*TASK INSTRUCTIONS*:
Using the records below, write out the line with "I'll update the templates accordingly." and each line after it through the final one, exactly, and only those.

*DATA PROVIDED*:
· · · · · · ·

PR #770, opened 2020-04-08
Propagate requests and limits for inspection run and build

fridex:


fridex:
I'll update the inspection templates accordingly.

PR #771, opened 2020-04-08
Remove parallelism and allowed failures configuration

fridex:
Parallelism will be handled by Argo configuration based on cluster resources.
Allowed failures will not be taken into account with argo tasks.


fridex:
I'll update the templates accordingly.

PR #774, opened 2020-04-08
Remove assignment of the Dockerfile

fridex:
It's assigned to Argo template. This removes huge warning printed to logs.


fridex:
regate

· · · · · · ·

*THE COMPLETED TASK*:
I'll update the templates accordingly.

PR #774, opened 2020-04-08
Remove assignment of the Dockerfile

fridex:
It's assigned to Argo template. This removes huge warning printed to logs.


fridex:
regate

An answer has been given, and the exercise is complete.